A procedure that has all the characteristics of an algorithm except that it possibly lacks finiteness may be called a computational method.
Important features
- Finiteness - algorithm must always terminate after a finite number of steps.
- Definiteness - Each step must be precisely defined, actions must be rigorously and unambiguously specified for each case. Programming languages used to achieve this.
- Input - has zero or more inputs.

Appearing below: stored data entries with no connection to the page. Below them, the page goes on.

PR #1153, opened 2020-07-23
Add activation axis to forced and memoization roots.

### LINKED ISSUE #1044: distage-testkit: Add axes to `forcedRoots` & `memoizationRoots` in TestConfig
Adding axes to the DI roots will allow us to filter roots in depending on chosen axis.

E.g.
```scala
abstract class FooTest extends DistageBIOSpecScalatest[IO] {
   override protected def config: TestConfig = super.config(
      forcedRoots = Map(Set(Repo.Prod) -> Set(DIKey.get[PostgresDDL]))
   )
}

// `PostgresDDL` would be filtered from the DI roots
final class DummyRepoTest extends FooTest {
   override protected def config: TestConfig = super.config(
      activation = Activation(Repo -> Repo.Dummy, ExternalApi -> ExternalApi.Mock)
   )
  ...
}

// `PostgresDDL` would be persist in DI roots and will perform tables ddl up
final class ProductionRepoTest extends FooTest {
   override protected def config: TestConfig = super.config(
      activation = Activation(Repo -> Repo.Prod, ExternalApi -> ExternalApi.Prod)
   )
  ...
}
```

Caparow:
Closes #1044


pshirshov (commented):
I'm not sure why do we need this. Axis are intended to be user configurable, while there is no sane scenario when user may need to alter cycle resolution policy through application commandline.

pshirshov (approved):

Given as algo begins or dynamically as it runs.
- Outputs - zero or more quantities that have a relation to the inputs.
- Effectiveness - operations must be sufficiently basic
Algorithmic Analysis
- Length of time taken to perform the algorithm, wrt running time and memory space.
- Adaptability of algorithm to different kind of computers.

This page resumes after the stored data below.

Issue #1001, opened 2020-04-14
[LogStage] Specify fields in JSON


gu1p:
Hey, guys! Congratulations on the job! :)

So, is there a way to specify the exact shape of each JSON line produced (eliminating fields like "template", "thread", "meta" etc)?

neko-kai:
You need to supply a different `RenderingPolicy` for a `LogSink`, e.g. by overriding `LogstageCirceRenderingPolicy`, so instead of:

```scala
IzLogger(Log.Level.Info, Seq(ConsoleSink(LogstageCirceRenderingPolicy())))
```

instantiate with e.g.

```scala
IzLogger(Log.Level.Info, Seq(ConsoleSink(new LogstageCirceRenderingPolicy() {
  override protected def makeEventEnvelope(entry: Log.Entry, formatted: RenderedMessage): Seq[(String, Json)] = ...
})))
```

gu1p:
Thanks @neko-kai!

tuleism:
@neko-kai 

What's your thought on a PR to make JSON key easily overridable. For example, instead of:

```scala
if (ctx.nonEmpty) {
  result += "context" -> ctx.asJson
}
```

we have

```scala
protected val ContextKey = "context"
if (ctx.nonEmpty) {
  result += ContextKey -> ctx.asJson
}
```

neko-kai:
@tuleism 
Sure, that would be fine

pshirshov:
I guess I'll close this as per we are preparing 0.11 release at the moment and the fix is accepted.

PR #1167, opened 2020-08-02
logstage-rendering-circe: make JSON key overridable

tuleism:
Discussion at https://github.com/7mind/izumi/issues/1001#issuecomment-660983314

### DIFF
--- a/logstage/logstage-rendering-circe/src/main/scala/izumi/logstage/api/rendering/json/LogstageCirceRenderingPolicy.scala
+++ b/logstage/logstage-rendering-circe/src/main/scala/izumi/logstage/api/rendering/json/LogstageCirceRenderingPolicy.scala
@@ -17,6 +17,11 @@ class LogstageCirceRenderingPolicy(
 
   import LogstageCirceRenderingPolicy._
 
+  protected def EventKey = "event"
+  protected def ContextKey = "context"
+  protected def MetaKey = "meta"
+  protected def TextKey = "text"
+
   override def render(entry: Log.Entry): String = {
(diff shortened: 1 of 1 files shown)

- Quantitative behaviour of algorithms.
- Framework for algorithm analysis
- Measuring an input's size.
- time and space efficiencies measured as functions of input size.
- Units for measuring running time.
- rely on a measure that does not depend on extraneous factors, machine, network, compiler
- identify the basic operation, one which contributes the most to the running time, and compute number of times its executed.
- orders of growth
- n, log n, nlogn, n^2, n^3, 2^n
- worst, best and average case efficiencies
- use basic operation to better explain this statistic.
- amortized efficiency
- not applied to single run of an algorithm but a sequence of operations performed on same ds.

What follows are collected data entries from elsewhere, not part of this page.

PR #1170, opened 2020-08-04
distage-framework-docker: Postgres with FlyWay container.

### LINKED ISSUE #1158: distage-framework-docker: Add Flyway container
There were some questions about how to perform migrations on test containers, we may answer them in code with a ready flyway container

Caparow:
Closes #1158


distage/distage-framework-docker/src/main/resources/sql/V1__Baseline.sql
```diff
@@ -0,0 +1 @@
+select now();
```
neko-kai: I guess this should be in `test/` resources not main?

distage/distage-framework-docker/src/main/scala/izumi/distage/docker/bundled/PostgresFlyWayDocker.scala
```diff
@@ -0,0 +1,80 @@
...
+      cmd = Seq(
+        "-url=jdbc:postgresql://localhost/postgres",
+        "-schemas=public",
+        "-user=postgres",
+        "-password=postgres",
+        "-connectRetries=60",
+        "baseline",
+        "migrate",
+      ),
+      mounts = Seq(Mount(this.getClass.getClassLoader.getResource("sql").getPath, "/flyway/sql")),
```
neko-kai: This will not work when resources are in jars (e.g. outside of dev env)
I think we need to allow parameterization to allow user to choose a suiteable location to bind...

Caparow: Yeah, I was thinking about the creation of a container with the configuration for this purpose. But decided to implement a hardcoded version to unify with the other containers style (which are objects) and wait till review. Because current independent Postgres container implementation also contains hardcoded values and hardly can be used in real-world tests.

Caparow: I'll update this container then.

Caparow: @neko-kai Done.

neko-kai (approved):

neko-kai:
@Caparow I've added default parameters & default object instance in next commit for convenience for most people who would be fine with container only working in tests - https://github.com/7mind/izumi/commit/df4e847132fcaf781b0089de088db3f4de8bb115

- entire sequence of n is better than worst-case multiplied by n.
- Measuring an input's size.
- Asymptotic Notations and Basic efficiency classes
- Big Oh, Big Omega, Big Theta.
- Using limits for comparing orders of growth
- Analyzing nonrecursive algorithms
- decide on a parameter indicating an input size.
- identify the algo's basic operation
- check whether number of times its executed depends on the input size, if it depends on another property, different calculations for efficiencies for both.
- set up a sum expressing number of times algo's basic operation is executed.
- establish order of growth.
- Analyzing recursive algorithms
- decide on a parameter indicating an input size.
- identify the algo's basic operation
- check whether the number of times the basic operation is executed can vary on different inputs of the same size.
- set up a recurrence relation, with an appropriate initial condition for the number of times the basic operation is executed.
- solve the recurrence or at least ascertain order of growth of its solution.
- Empirical Analysis of Algorithms
- overcome challenges of mathematical analysis.
- General plan for this
- Understand the experiment's purpose.
- Decide on the efficiency metric M to be measured and the measurement unit(operation count vs a time unit)
- Decide on characteristics of the input sample(range, size, etc)
- Prepare a program implementing the algorithm for the experimetation
- Generate a sample of units
- Run the algorithms on the sample inputs and record the data observed
- Analyze the data observed.
- Different goals one can pursue in emprical analysis
- checking the accuracy of a theoretical assertion about the algorithm's efficiency.
- comparing efficiency of sevaral algorithms of solving the same problem, different implmentations of the same algorithms
- develop hypothesis of algorithms efficiency class.
- efficiency of program implementing algo' in a particular machine.
- profiling
- use random number generator for sample generation, linear congruential method.
Misc
- Sometimes we find that many questions have a similar structure and are instances of the same problem.